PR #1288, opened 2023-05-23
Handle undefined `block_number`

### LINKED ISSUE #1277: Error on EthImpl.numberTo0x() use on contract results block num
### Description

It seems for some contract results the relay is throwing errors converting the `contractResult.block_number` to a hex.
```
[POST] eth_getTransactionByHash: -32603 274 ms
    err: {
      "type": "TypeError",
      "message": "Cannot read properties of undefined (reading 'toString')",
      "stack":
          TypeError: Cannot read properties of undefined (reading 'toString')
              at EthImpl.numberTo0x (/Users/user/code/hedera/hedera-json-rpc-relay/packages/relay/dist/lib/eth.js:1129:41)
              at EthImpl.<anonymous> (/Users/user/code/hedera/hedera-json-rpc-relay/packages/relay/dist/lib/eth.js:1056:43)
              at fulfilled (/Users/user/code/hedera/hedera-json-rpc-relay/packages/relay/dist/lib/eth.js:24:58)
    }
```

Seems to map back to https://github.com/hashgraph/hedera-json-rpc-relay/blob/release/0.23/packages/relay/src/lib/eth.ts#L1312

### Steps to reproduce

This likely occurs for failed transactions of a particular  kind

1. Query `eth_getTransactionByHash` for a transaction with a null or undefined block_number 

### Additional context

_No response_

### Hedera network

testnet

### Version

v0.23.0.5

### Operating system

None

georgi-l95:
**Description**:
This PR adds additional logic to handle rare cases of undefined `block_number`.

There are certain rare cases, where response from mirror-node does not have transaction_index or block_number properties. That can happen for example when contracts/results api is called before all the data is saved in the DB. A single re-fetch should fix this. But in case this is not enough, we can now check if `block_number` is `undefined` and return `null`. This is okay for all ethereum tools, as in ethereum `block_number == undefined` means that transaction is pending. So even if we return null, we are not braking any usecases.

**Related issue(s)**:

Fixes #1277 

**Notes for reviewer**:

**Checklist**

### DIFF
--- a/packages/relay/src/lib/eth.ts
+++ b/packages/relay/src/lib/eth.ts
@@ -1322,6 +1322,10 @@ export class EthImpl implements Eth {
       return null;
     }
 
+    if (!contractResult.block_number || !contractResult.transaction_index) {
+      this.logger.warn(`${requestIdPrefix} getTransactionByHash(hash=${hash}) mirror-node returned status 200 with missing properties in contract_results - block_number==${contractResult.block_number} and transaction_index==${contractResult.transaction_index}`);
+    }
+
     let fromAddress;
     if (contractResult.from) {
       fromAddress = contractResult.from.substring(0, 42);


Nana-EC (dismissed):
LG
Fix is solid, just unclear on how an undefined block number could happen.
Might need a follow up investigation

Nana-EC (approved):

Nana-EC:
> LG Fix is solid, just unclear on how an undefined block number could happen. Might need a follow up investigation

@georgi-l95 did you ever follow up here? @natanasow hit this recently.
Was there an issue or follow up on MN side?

□ □ □ □ □ □ □

### TASK STATEMENT
Lines with the word "user" in them are the answer; report each one from the data.

### SOLUTION BELOW
              at EthImpl.numberTo0x (/Users/user/code/hedera/hedera-json-rpc-relay/packages/relay/dist/lib/eth.js:1129:41)
              at EthImpl.<anonymous> (/Users/user/code/hedera/hedera-json-rpc-relay/packages/relay/dist/lib/eth.js:1056:43)
              at fulfilled (/Users/user/code/hedera/hedera-json-rpc-relay/packages/relay/dist/lib/eth.js:24:58)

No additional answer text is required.